The Rittenhouse Square Fine Arts Fall Show once again “Circles the Square” September 20-22, featuring a diverse range of art for purchase. Originating as a “Clothesline Show” in 1932, it is now regarded as one of the most respected and active outdoor art shows in the country and has expanded to twice a year, 18th & Walnut Streets, Philadelphia. Hours: Friday, September 20, 11am-7pm, Saturday, September 21, 11am-6pm, and Sunday, September 22, 11am-5pm.
Opening this weekend at Mercer Museum is “The Mystery of the Mayan Medallion.” The immersive exhibit invites families to learn more about the sophisticated Maya civilization, recognized for its advanced writing and mathematical systems, and knowledge of astronomy. Translate glyphs, discover which rainforest animals are poisonous, learn how the Mayans recorded dates, make rubbings from a sarcophagus, and interpret a “battle” mural, with archeology, biology and astro-mathematics field stations, an observatory and a tomb, September 21 through January 12, Pine Street and Scout Way, Doylestown, PA.

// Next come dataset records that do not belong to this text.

PR #5671, opened 2024-01-29
fix(module-conversion): always include build deps

### LINKED ISSUE #5667: 0.13: [Bug]: Module conversion: Build dependency missing in Deploy action converted from Module service
### Current Behavior
Converted deploy action from module is missing build dependencies.

When running `garden deploy`, the `test-image` build action does not get triggerered.

### Expected behavior

`garden deploy` should also trigger the build `test-image`

### Reproducible example

```
# In foo.dockerfile
FROM nginx:latest
```

```
# In garden.yml
kind: Module
type: container
name: test-image
dockerfile: foo.dockerfile

---

kind: Module
type: container
name: test-deploy
build:
  dependencies: [test-image]
image: '${modules.test-image.outputs.deployment-image-id}'
services:
 - name: "test-deploy"
```

Then run `garden deploy`

### Workaround

Convert to actions

### Your environment

* **OS:** macOS
* **How I'm running Kubernetes:** local-kubernetes

`garden version` 0.13.23-edge-bonsai-ce02590d3

thsig:

Before this fix, build dependencies weren't being transferred to the generated actions in all cases.

This was a problem e.g. if using a `helm` module with a build dependency on a `container` module, whose built image was referenced in the chart (since the missing build dependency meant that the image wasn't necessarily ready by the time the deploy started).

This was fixed by simply ensuring that any explicit build dependencies (i.e. under `module.build.dependencies`) are included in the dependencies of any generated runtime actions (Deploys, Tests and Runs).

This reflects the 0.12-era semantics, where every test, service and task had a build dependency on the module's build step, which in turn respected any build dependencies declared on the module (under `build.dependencies`).

Fixes #5667

### DIFF
--- a/core/src/plugins/container/container.ts
+++ b/core/src/plugins/container/container.ts
@@ -328,7 +328,7 @@ export async function convertContainerModule(params: ConvertModuleParams<Contain
   )
   actions.push(...runtimeActions)
   if (buildAction) {
-    buildAction.dependencies = buildAction?.dependencies?.filter((d) => !volumeModulesReferenced.includes(d.name))
+    buildAction.dependencies = buildAction.dependencies?.filter((d) => !volumeModulesReferenced.includes(d.name))
   }
 
   return {
--- a/core/src/plugins/container/container.ts
+++ b/core/src/plugins/container/container.ts
@@ -93,7 +93,6 @@ export async function configureContainerModule({ log, moduleConfig }: ConfigureM
 
     for (const volume of spec.volumes) {
       if (volume.module) {
-        moduleConfig.build.dependencies.push({ name: volume.module, copy: [] })
         spec.dependencies.push(volume.module)
       }
     }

The Bedminster Regional Land Conservancy hosts the 7th annual Traditional Artisan Show “From Their Hands to Your Heart,” Saturday, September 21, 10am-5pm and Sunday, September 22, 10am-4pm. The show features over 50 artisans from 12 states offering quality, hand-made traditional items at Upper Bucks Technical School, 3115 Ridge Road, Perkasie, PA. Proceeds benefit the Bedminster Land Conservancy.
stadler-Kahn, the textiles and design shop, hosts the 2nd annual “Wool to Live II,” by Philadelphia-based sculptor Heidi Bleacher. The display of over 65 miniature figures formed in solid needle-felted wool can be seen through October 20 at 1724 Sansom Street, Rittenhouse Square.
Arden Theatre Company opens its 26th season with the musical “Parade,” based on the book by playwright Alfred Uhry. The Tony Award-winning play tells the true story of Leo Frank, a Jewish factory manager in 1913 Atlanta, Georgia, who was accused of killing a young girl. When his sentence was commuted, Frank was kidnapped from jail, lynched and hanged. The landmark case raised issues of anti-Semitism and social justice and led to the founding of the Anti-Defamation League, now in its 100th year. Directed by Terrence J. Nolen and co-conceived with scenic and video designer Jorge Cousineau, The Arden takes on the Donmar Warehouse version of “Parade,” which premiered in 2007 and features additional songs. Ben Dibble leads the cast as Leo Frank, with Jennie Eisenhower as Lucille, Rachel Camp, Jeffrey Coon, Caroline Dooner, Sarah Gliko, Scott Greer, Anthony Lawton, and more, accompanied by an orchestra of eight. The production begins previews on Thursday, September 26 on the main stage through November 3 at 40 N. 2nd Street, Philadelphia. A “Pay What You Can” performance is Wednesday, September 25, 8pm with all proceeds benefiting the Arden’s Hamilton Family Arts Center. Post-show discussions will be held following certain performances on October 10, 16, 20, 27, and 30.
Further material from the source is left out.